Molti gelati e ghiaccioli “sugar free” impiegano dolcificanti come sorbitolo, mannitolo, xilitolo, maltitolo ed eritritolo. Rispetto al saccarosio tradizionale hanno meno calorie, ma il rovescio della medaglia è noto: se assunti in quantità elevate possono provocare effetti lassativi o disturbi gastrointestinali. Per questo motivo, quando il contenuto supera il 10%, la dicitura di avvertenza è obbligatoria in etichetta.
Una revisione pubblicata nel 2025 su una rivista di nutrizione clinica ha confermato non solo gli effetti gastrointestinali, ma anche un rischio meno immediato: il consumo frequente di dolcificanti ad alto potere dolcificante può mantenere alta la soglia di desiderio per i cibi molto zuccherati. In altre parole, invece di educare a un gusto meno dolce, rischiano di consolidare la preferenza per alimenti intensamente zuccherini.

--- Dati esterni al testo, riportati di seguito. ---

PR #2769, opened 2025-07-15
feat: enable ls client for files tests

ehhuang:
# What does this PR do?
titled

## Test Plan
CI

### DIFF
--- a/llama_stack/distribution/library_client.py
+++ b/llama_stack/distribution/library_client.py
@@ -12,11 +12,13 @@ import os
 import sys
 from concurrent.futures import ThreadPoolExecutor
 from enum import Enum
+from io import BytesIO
 from pathlib import Path
 from typing import Any, TypeVar, Union, get_args, get_origin
 
 import httpx
 import yaml
+from fastapi import Response as FastAPIResponse
 from llama_stack_client import (
     NOT_GIVEN,
     APIResponse,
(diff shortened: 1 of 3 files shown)


llama_stack/distribution/library_client.py
```diff
@@ -112,6 +113,27 @@ def convert_to_pydantic(annotation: Any, value: Any) -> Any:
         raise ValueError(f"Failed to convert parameter {value} into {annotation}: {e}") from e
 
 
+class MockUploadFile:
```
ashwinb: the prefix `Mock` makes it feel like this has to do with testing, but it isn't. I wonder if "Fake" is appropriate? or something else?

ehhuang: changed to LibraryClientUploadFile

llama_stack/distribution/library_client.py
```diff
@@ -295,6 +317,37 @@ async def request(
...
+
+        field_names = []
+        for file_tuple in options.files:
+            if not (isinstance(file_tuple, tuple) and len(file_tuple) >= 2):
+                continue
+
+            field_name = file_tuple[0]
+            file_object = file_tuple[1]
+
+            if hasattr(file_object, "read") and hasattr(file_object, "name"):
```
ashwinb: is this a protocol one can rely on?

llama_stack/distribution/library_client.py
```diff
@@ -404,13 +465,17 @@ async def gen():
         )
         return await response.parse()
 
-    def _convert_body(self, path: str, method: str, body: dict | None = None) -> dict:
+    def _convert_body(
+        self, path: str, method: str, body: dict | None = None, exclude_params: list[str] | None = None
```
ashwinb: maybe `set[str]`?

ashwinb (approved):
thx

Issue #2770, opened 2025-07-16
SQLiteVecIndex.create(..., bank_id="test_bank.123") - bank_id with a dot - leads to sqlite3.OperationalError


syedriko:
### System Info

any

### Information

- [ ] The official example scripts
- [ ] My own modified scripts

### 🐛 Describe the bug

Calling SQLiteVecIndex.create(..., bank_id="test_bank.123"), that is, with a bank_id that includes a dot - leads to a sqlite3.OperationalError exception when creating a table with a name that includes the bank_id which includes the dot.

### Error logs

```
tests/unit/providers/vector_io/test_sqlite_vec.py:40: 
_ _ _ _ _ _ _ _ _ _ _ _ _ _ _ _ _ _ _ _ _ _ _ _ _ _ _ _ _ _ _ _ _ _ _ _ _ _ _ _ 
llama_stack/providers/inline/vector_io/sqlite_vec/sqlite_vec.py:141: in create
    await instance.initialize()
llama_stack/providers/inline/vector_io/sqlite_vec/sqlite_vec.py:174: in initialize
    await asyncio.to_thread(_init_tables)
/usr/lib64/python3.12/asyncio/threads.py:25: in to_thread
    return await loop.run_in_executor(None, func_call)
           ^^^^^^^^^^^^^^^^^^^^^^^^^^^^^^^^^^^^^^^^^^^
/usr/lib64/python3.12/concurrent/futures/thread.py:59: in run
    result = self.fn(*self.args, **self.kwargs)
             ^^^^^^^^^^^^^^^^^^^^^^^^^^^^^^^^^^
_ _ _ _ _ _ _ _ _ _ _ _ _ _ _ _ _ _ _ _ _ _ _ _ _ _ _ _ _ _ _ _ _ _ _ _ _ _ _ _ 

    def _init_tables():
        connection = _create_sqlite_connection(self.db_path)
        cur = connection.cursor()
        try:
            # Create the table to store chunk metadata.
>           cur.execute(f"""
                CREATE TABLE IF NOT EXISTS {self.metadata_table} (
                    id TEXT PRIMARY KEY,
                    chunk TEXT
                );
            """)
E           sqlite3.OperationalError: near ".123": syntax error

llama_stack/providers/inline/vector_io/sqlite_vec/sqlite_vec.py:150: OperationalError

```

### Expected behavior

[...]

PR #2771, opened 2025-07-16
fix: SQLiteVecIndex.create(..., bank_id="test_bank.123") - bank_id with a dot - leads to sqlite3.OperationalError (#2770)

syedriko:
# What does this PR do?
Resolves https://github.com/meta-llama/llama-stack/issues/2770. It replaces characters in SQLite table names that are not alphanumeric or underscores with underscores and quotes the table names with square brackets in SQL statements.

Closes #[2770]

## Test Plan
I added a ".123" suffix to the bank_id on the following line
```
    index = await SQLiteVecIndex.create(dimension=embedding_dimension, db_path=db_path, bank_id="test_bank.123")
```
in tests/unit/providers/vector_io/test_sqlite_vec.py, which, without the fix in place, demonstrates the issue.


llama_stack/providers/inline/vector_io/sqlite_vec/sqlite_vec.py
```diff
@@ -148,22 +153,22 @@ def _init_tables():
             try:
                 # Create the table to store chunk metadata.
                 cur.execute(f"""
-                    CREATE TABLE IF NOT EXISTS {self.metadata_table} (
+                    CREATE TABLE IF NOT EXISTS [{self.metadata_table}] (
```
ashwinb, line 156: why these changes with the square brackets? are these consequential?

syedriko: The brackets make sure anything in them is an identifier (https://www.sqlite.org/lang_keywords.html). They are not strictly necessary with the current scheme of how table names are constructed; they are there in case that scheme changes in the future. For one, at that URL I mentioned, there's a large number of keywords that would be invalid as an identifier.

Issue #2539, opened 2025-06-27
Remove conda from image type


leseb:
### 🚀 Describe the new functionality needed

When building a distribution, we currently support three options:
* Conda environments
* Virtual environments (venv)
* Containers

Virtual environments are very popular and quite similar to Conda. With the growing adoption of [uv](https://docs.astral.sh/uv/), which has boosted venv’s traction even further, I think it might be time to consider dropping Conda support.

That said, I’d argue that venv is mainly a developer convenience rather than something people would actually use in production. So perhaps we should also consider discussing its removal in the future.

@ashwinb are you ready?

### 💡 Why is this needed? What if we don't build it?

We need to simplify our building options.

leseb:
cc @raghotham @ehhuang

ehhuang:
I (finally) took a deeper look into `uv` and tried it. I'll migrate my workflow to use uv, so removing conda sounds good to me!

r3v5:
Hey guys, I would like to work on this issue

mattf:
conda is a very popular and power way to manage environments. unless supporting it is negatively impacting the project, let's keep it for now.

r3v5:
Should we close this issue?

PR #2780, opened 2025-07-16
docs: add virtualenv instructions for running starter distro

nathan-weinberg:
# What does this PR do?
we had directions for a container and conda but not venv


docs/source/distributions/self_hosted_distro/starter.md
```diff
@@ -199,6 +199,19 @@ llama stack run distributions/starter/run.yaml \
   --env TOGETHER_API_KEY=your_together_key
 ```
 
+### Via venv
+
+Make sure you have done `uv pip install llama-stack` and have the Llama Stack CLI available.
+
+```bash
+llama stack build --template starter --image-type venv
```
ashwinb: you can just do a single command with `uv` right?

```
 ENABLE_OLLAMA=ollama ENABLE_FIREWORKS=fireworks \
 OPENAI_API_KEY=... FIREWORKS_API_KEY=.... \
   uv run --with llama-stack llama stack build --template starter --image-type venv --run
```

nathan-weinberg: Yeah, I just didn't use this here b/c the Conda instructions weren't using it :shrug: figured they should be consistent but I can update this w/ `uv` if you want

docs/source/distributions/self_hosted_distro/starter.md
```diff
@@ -167,7 +167,7 @@ When using the `:` pattern (like `${env.OLLAMA_INFERENCE_MODEL:__disabled__}`),
 
 ## Running the Distribution
 
-You can run the starter distribution via Docker or Conda.
+You can run the starter distribution via Docker, Conda, or venv.
```
Bobbins228, line 170: We are looking to remove conda as an image type in #2539 so we should probably omit it from here. WDYT?

nathan-weinberg: All the conda removals should probably be done in a single PR that resolves that issue

docs/source/distributions/self_hosted_distro/starter.md
ashwinb: you still need to add `ENABLE_OLLAMA` etc. to the instructions. if the rest are also wrong, then update those too please.

nathan-weinberg: I reworked this and did the following:

1. Combined Conda and venv into one section (they are similar enough)
2. Prepended with `uv run --with llama-stack`
3. Didn't include any env vars as those are explained above, but added a note saying to ensure they are set before running.

ashwinb (approved):
thx

PR #2783, opened 2025-07-16
fix: de-clutter `llama stack run` logs

cdoern:
# What does this PR do?

currently each disabled provider is printed as a warning, switch to debug. This level of verbosity isn't necessary, especially if we intend to grow the list of providers over time that can be in a single run yaml 

## Test Plan

before:

Screenshot 2025-07-16 at 12 37 18 PM

after:
Screenshot 2025-07-16 at 12 37 42 PM


ashwinb (approved):
totally agreed

PR #2785, opened 2025-07-16
chore: add some documentation for access policy rules

grs:
# What does this PR do?

Adds some documentation on setting explicit access_policy rules in config.


docs/source/distributions/configuration.md
```diff
@@ -385,6 +385,121 @@ And must respond with:
...
+constraints supported at present are:
+
+ - 'user with <attr-value> in <attr-name>'
+ - 'user with <attr-value> not in <attr-name>'
+ - 'user is owner'
+ - 'user is not owner'
+ - 'user in owners <attr-name>'
+ - 'user not in owners <attr-name>'
+
+The attributes defined for a suer will depend on how the auth
```
franciscojavierarceo:
```suggestion
The attributes defined for a user will depend on how the auth
```

grs: Oops! Sorry! Fixed now, thanks for spotting that!

franciscojavierarceo (approved):
thank you for this!

docs/source/distributions/configuration.md
```diff
@@ -385,6 +385,121 @@ And must respond with:
 
 If no access attributes are returned, the token is used as a namespace.
 
+### Access control
+
+When authentication is enabled, access to resources is controlled
+through the `access_policy` attribute of the auth config section under
+server. The value for this is a list of access rules.
```
franciscojavierarceo, line 392: I would probably note the available list of available actions (create, read, update, delete) just for completeness.

docs/source/distributions/configuration.md
```diff
@@ -385,6 +385,121 @@ And must respond with:
...
+        principal: system:serviceaccount:default:default
+        actions: [read]
+        resource: model::model-1
+      description: default account has read access to model-1 only
+```
+
+The following policy, which assumes that users are defined with roles
+and teams, allows any user with a valid token to use models, create
+resources other than models, read and delete resources they created
+and read resources created by users sharing a team with them:
```
franciscojavierarceo: It would probably be ideal to tell users how they could check their list of resources and resource names so that they could properly a update their config.

docs/source/distributions/configuration.md
grs: That is listed below. I left out update as update wasn't actually used, but now that it will be I'll add it in.

docs/source/distributions/configuration.md
grs: I'm not actually sure what to recommend there, short of looking in the code. Is there any documentation that reflects the values of the ResourceType enum? (https://llama-stack.readthedocs.io/en/latest/concepts/index.html#resources does not match the code)

docs/source/distributions/configuration.md
grs: update now added to the valid list of actions.

docs/source/distributions/configuration.md
```diff
@@ -385,6 +385,121 @@ And must respond with:
...
+      description: specific serviceaccount has full access to all resources
+    - permit:
+        principal: system:serviceaccount:default:default
+        actions: [read]
+        resource: model::model-1
+      description: default account has read access to model-1 only
+```
+
+The following policy, which assumes that users are defined with roles
+and teams, allows any user with a valid token to use models, create
```
leseb: In the auth system right?

grs: Yes, though the llamastack server configuration allows claims to be mapped to roles and teams even if the originating authentication service does not use those specific names.

grs: I've clarified that in the doc now.

leseb (approved):

docs/source/distributions/configuration.md
leseb: thanks

docs/source/distributions/configuration.md
```diff
@@ -385,6 +385,122 @@ And must respond with:
...
+      unless: user with admin in roles
+      description: only user with admin role can create or delete models
+    - permit:
+        actions: [create, read, delete]
+      when: user is owner
+      description: users can create resources other than models and read and delete those they own
+    - permit:
+        actions: [read]
+      when: user in owner teams
+      description: any user has read access to any resource created by a user with the same team
```
leseb, line 504: I think you can remove the indent?

docs/source/distributions/configuration.md
grs: I added in a list of the values taken from code. We will need to update this when adding checks for anything else.

ashwinb:
Can this be merged?

PR #2798, opened 2025-07-17
refactor: optimize get_model_registry() time complexity from O(n³) to…

r3v5:
… O(n)

# What does this PR do?

This PR reduces the time complexity of `get_model_registry()` from O(n³) to O(n) eliminating nested loops.

Before (O(n³) - Inefficient):
- Triple nested loops with early break logic
- Redundant work - stops checking after first conflict, missing other conflicts
- Poor scalability - performance degrades rapidly with more models
- Complex logic - nested breaks make it hard to maintain

After (O(n) - Optimal):
- Linear time complexity - processes each model ID exactly once
- Complete conflict detection - finds ALL conflicts, not just the first one
- Excellent scalability - performance grows linearly with data size
- Cleaner code - easier to understand and maintain

## Test Plan

Run `source .venv/bin/activate && bash scripts/unit-tests.sh`
Screenshot 2025-07-17 at 14 58 37

### DIFF
--- a/llama_stack/templates/template.py
+++ b/llama_stack/templates/template.py
@@ -38,42 +38,45 @@ from llama_stack.providers.utils.sqlstore.sqlstore import get_pip_packages as ge
 def get_model_registry(
     available_models: dict[str, list[ProviderModelEntry]],
 ) -> tuple[list[ModelInput], bool]:
-    models = []
-
-    # check for conflicts in model ids
-    all_ids = set()
-    ids_conflict = False
-
-    for _, entries in available_models.items():
-        for entry in entries:
-            ids = [entry.provider_model_id] + entry.aliases
-            for model_id in ids:
-                if model_id in all_ids:
-                    ids_conflict = True
-                    rich.print(
-                        f"[yellow]Model id {model_id} conflicts; all model ids will be prefixed with provider id[/yellow]"
-                    )
-                    break
-            all_ids.update(ids)
-            if ids_conflict:
-                break
-        if ids_conflict:
-            break
+    # Flatten all entries with their IDs - O(n) where n is total number of model IDs
+    all_entries = []
+    all_ids = []
 
     for provider_id, entries in available_models.items():
         for entry in entries:
             ids = [entry.provider_model_id] + entry.aliases
             for model_id in ids:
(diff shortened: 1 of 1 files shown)


llama_stack/templates/template.py
```diff
@@ -38,42 +38,45 @@
...
-                models.append(
-                    ModelInput(
-                        model_id=identifier,
-                        provider_model_id=entry.provider_model_id,
-                        provider_id=provider_id,
-                        model_type=entry.model_type,
-                        metadata=entry.metadata,
-                    )
-                )
+                all_entries.append((provider_id, entry, model_id))
```
ehhuang, line 49: I think both of these have the same complexity, just going over entries once.

llama_stack/templates/template.py
```diff
@@ -38,42 +38,45 @@
...
+        id_to_count[model_id] = id_to_count.get(model_id, 0) + 1
+
+    ids_conflict = any(count > 1 for count in id_to_count.values())
+
+    if ids_conflict:
+        # Find the first conflicting ID for the warning message
+        conflicting_id = next(model_id for model_id, count in id_to_count.items() if count > 1)
+        rich.print(
+            f"[yellow]Model id {conflicting_id} conflicts; all model ids will be prefixed with provider id[/yellow]"
+        )
```
ehhuang, line 64: Would be clearer IMO to just keep a set of ids and early-break in a single loop (for model_id in all_ids).

llama_stack/templates/template.py
```diff
@@ -38,42 +38,45 @@
...
+
+    # Build models list - O(n)
```
ehhuang, line 66: please remove these O(n) comments

llama_stack/templates/template.py
r3v5: You are correct actually 👍🏻

r3v5: In this case, my changes don’t make sense. Or I still should push this cleaner version of the function without nested for loops?

ehhuang: IMO the improvements are barely better if at all, so closing this might save you some cycles :)

PR #2802, opened 2025-07-17
feat(vector-io): configurable embedding models for all providers

### LINKED ISSUE #2729: Make embedding model configurable for vector-io providers

Spawned off from https://github.com/meta-llama/llama-stack/pull/2703

Currently, vector-io providers do not have a way to configure the embedding model at the provider level.
When creating vector stores, users must manually specify the embedding model or a default is used(first embedding model that appears in run.yaml

The requested functionality is to add embedding model configuration to vector-io provider configurations, allowing users to:

1. Specify a default embedding model in the vector-io provider config
2. Override the default embedding model at vector store creation time if needed

e.g.

```yaml
vector_io:
  - provider_id: faiss
    provider_type: inline::faiss
    config:
      embedding_model: "all-MiniLM-L6-v2"  # NEW: configurable embedding model
      embedding_dimension: 384              # NEW: configurable dimension
```

> What if we don't build it?

If not specified on vector store creation the embedding model used will be the first model available in run.yaml, which can varies on restart based on environment variables. This can cause confusion to the user and surprising results.

### Other thoughts

Backward compatibility should be maintained - if no embedding model is specified at provider level, fall back to current behaviour

skamenan7:
# What does this PR do?

This pull request adds provider-level embedding model configuration to all vector-io providers, both inline and remote. It allows developers to set a default embedding model and dimension for each provider in their , which simplifies creating vector stores and makes the system's behavior predictable.

This change introduces `embedding_model` and `embedding_dimension` fields to all `VectorIOConfig` classes. The router logic has been updated to use these provider-level defaults as a second priority, after any explicitly provided API arguments and before falling back to the system's first available model. This approach maintains full backward compatibility.

Resolves #2729

## Test Plan

All pre-commit hooks, including `ruff`, `mypy`, and the documentation formatters, pass locally.

I also performed a manual test to confirm the new logic:
1. Configured the `faiss` inline provider with a default `embedding_model` in `run.yaml`.
2. Called the `openai_create_vector_store` endpoint without specifying an embedding model.
3. Verified from the application logs that the provider's default model was correctly chosen and used. The log line "Using provider config default embedding model" appeared as expected.

### DIFF
--- a/docs/examples/sample_vector_io_config.yaml
+++ b/docs/examples/sample_vector_io_config.yaml
@@ -1,0 +1,133 @@
+# Sample Vector IO Configuration with Configurable Embedding Models
+#
+# This example demonstrates how to configure embedding models for different vector IO providers.
+# Each provider can have its own default embedding model and dimension configuration.
+
+# Vector IO providers with different embedding configurations
+vector_io:
+  # Fast local search with lightweight embeddings
+  - provider_id: fast_local_search
+    provider_type: inline::faiss
+    config:
+      db_path: ~/.llama/distributions/together/faiss_fast.db
+      # Use lightweight embedding model for fast processing
+      embedding_model: "all-MiniLM-L6-v2"
+      embedding_dimension: 384  # Fixed dimension for this model
+
+  # Compact storage with variable dimension embeddings
+  - provider_id: compact_storage
+    provider_type: inline::faiss
+    config:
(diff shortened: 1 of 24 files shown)


ashwinb:
See my comment on the associated issue. I am not yet convinced we need to do this.

skamenan7:
will be creating a new PR as per the issue comments of creating a global config.

PR #2804, opened 2025-07-17
fix: DPOAlignmentConfig schema to use correct DPO parameters

Nehanth:
# What does this PR do?

This PR fixes the `DPOAlignmentConfig` schema to use the correct Direct Preference Optimization (DPO) parameters. 

The current schema incorrectly uses PPO-inspired parameters (`reward_scale`, `reward_clip`, `epsilon`, `gamma`) that are not part of the DPO algorithm. This PR updates it to use the standard DPO parameters:

- `beta`: The KL divergence coefficient that controls deviation from the reference model
- `loss_type`: The type of DPO loss function (sigmoid, hinge, ipo, kto_pair)

These parameters align with standard DPO implementations like HuggingFace's TRL library.

### DIFF
--- a/docs/_static/llama-stack-spec.html
+++ b/docs/_static/llama-stack-spec.html
@@ -14470,27 +14470,30 @@
             "DPOAlignmentConfig": {
                 "type": "object",
                 "properties": {
-                    "reward_scale": {
+                    "beta": {
                         "type": "number"
                     },
-                    "reward_clip": {
-                        "type": "number"
-                    },
-                    "epsilon": {
-                        "type": "number"
-                    },
-                    "gamma": {
-                        "type": "number"
+                    "loss_type": {
+                        "$ref": "#/components/schemas/DPOLossType",
+                        "default": "sigmoid"
                     }
                 },
                 "additionalProperties": false,
                 "required": [
-                    "reward_scale",
-                    "reward_clip",
-                    "epsilon",
-                    "gamma"
+                    "beta",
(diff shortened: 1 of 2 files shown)


Nehanth:
@ashwinb there was an error with the OpenAPI spec generation in pre-commit. 

The schema generator only supports Literal types with single values, but I had used `Literal["sigmoid", "hinge", "ipo", "kto_pair"]` which has 4 options. This broke the codegen step.

I fixed it by changing to use a `DPOLossType` enum instead, which follows the same pattern as other configs in the codebase (OptimizerType, DatasetFormat, etc.).

Changed the type definition to work with the schema generator. Could you please check please review and approve

llama_stack/apis/post_training/post_training.py
```diff
@@ -104,12 +104,18 @@ class RLHFAlgorithm(Enum):
     dpo = "dpo"
 
 
+@json_schema_type
+class DPOLossType(Enum):
```
leseb, line 108: Do we need a StrEnum?

leseb: Answering myself; Looks like we don't.

leseb:
@Nehanth please rebase and run pre-commit locally. Thanks

ashwinb:
The telemetry checks are flaky. Will ignore them.

Nehanth:
> The telemetry checks are flaky. Will ignore them.

okay thanks

PR #2807, opened 2025-07-18
fix: make telemetry more resilient to missing data

cdoern:
# What does this PR do?

it seems sometimes `row` is missing some data like `root_span_id`, omit these entries and log a warning

example failure: https://github.com/meta-llama/llama-stack/actions/runs/16368394907/job/46250869773

telemetry tests should now pass

### DIFF
--- a/llama_stack/providers/utils/telemetry/sqlite_trace_store.py
+++ b/llama_stack/providers/utils/telemetry/sqlite_trace_store.py
@@ -11,6 +11,9 @@ from typing import Protocol
 import aiosqlite
 
 from llama_stack.apis.telemetry import QueryCondition, Span, SpanWithStatus, Trace
+from llama_stack.log import get_logger
+
+logger = get_logger(__name__, category="core")
 
 
 class TraceStore(Protocol):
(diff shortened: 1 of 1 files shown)


ashwinb (commented):
cc @ehhuang

leseb:
@cdoern can you share a failure example?

cdoern:
@leseb : https://github.com/meta-llama/llama-stack/actions/runs/16368394907/job/46250869773 on the main branch, I can link this in the PR

leseb (commented):
Rather than working around the error, can we investigate why root_span_id is missing in the first place? Thanks

bbrowning:
Yes we should figure out why it's failing, as this should be deterministic. The only valid case where we'd be missing a `root_span_id` is when we're part of a distributed trace started outside of Llama Stack server with the client specifying the right trace propagation headers.

With that span, root_span_id is NOT strictly required and validation requiring it is probably incorrect. See https://github.com/meta-llama/llama-stack/pull/2494 where some of this was fixed before, but I would expect this to either pass or fail consistently vs flake in this way.

ehhuang:
> Rather than working around the error, can we investigate why root_span_id is missing in the first place? Thanks

+1 I can disable the test again in the meantime

ehhuang:
https://github.com/meta-llama/llama-stack/pull/2814

PR #2808, opened 2025-07-18
fix: remove async test markers (fix pre-commit)

cdoern:
# What does this PR do?

some async test markers are in the codebase causing pre-commit to fail due to #2744

remove these pytest fixtures

## Test Plan
pre-commit passes


ehhuang (approved):
thanks!

ashwinb (approved):
thanks

PR #4993, opened 2026-02-24
fix: strip inline:: prefix from model in vector io tests

mattf:
Problem -

The vector IO integration tests were using a non-standard model name: `inline::sentence-transformers/nomic-ai/nomic-embed-text-v1.5`

The vector IO test setup in `conftest.py` and `fixtures/common.py` had hardcoded the same wrong value, masking the bug — lookups accidentally matched the incorrectly-prefixed key.

Fix -

**`stack.py`** — use the bare provider type without the `inline::`/`remote::` namespace as the routing-table key.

Consumatore informato e nuove sfide
Il tema centrale resta la consapevolezza. Nel 2025 le associazioni dei consumatori chiedono un’etichettatura più trasparente, con indicazioni chiare sulla percentuale reale di frutta, la provenienza degli aromi e la presenza dei dolcificanti. Alcune catene della grande distribuzione hanno iniziato a introdurre linee “clean label”, con liste ingredienti ridotte e frutta in quantità superiori al 30%, ma si tratta ancora di eccezioni più che di regola.
La sfida, per il consumatore, è quindi quella di andare oltre le parole accattivanti sul packaging. Leggere l’etichetta con attenzione, conoscere le normative e saper distinguere tra aroma naturale e reale contenuto di frutta diventa fondamentale per non cadere in illusioni di marketing.
La riflessione è ancora più attuale in un Paese come l’Italia, dove il consumo di gelati e ghiaccioli continua a crescere: nel 2025 si stima un incremento del 7% rispetto all’anno precedente, con picchi estivi che confermano la centralità di questo mercato. In un contesto del genere, la differenza tra un’informazione chiara e una comunicazione fuorviante può orientare milioni di acquisti.
Il banco dei gelati rimane quindi un osservatorio privilegiato non solo dei gusti degli italiani, ma anche delle tecniche con cui l’industria alimentare plasma le scelte quotidiane. Dietro a un semplice ghiacciolo si nasconde un intero universo di regole, inganni e strategie che raccontano quanto sia sottile il confine tra realtà e percezione.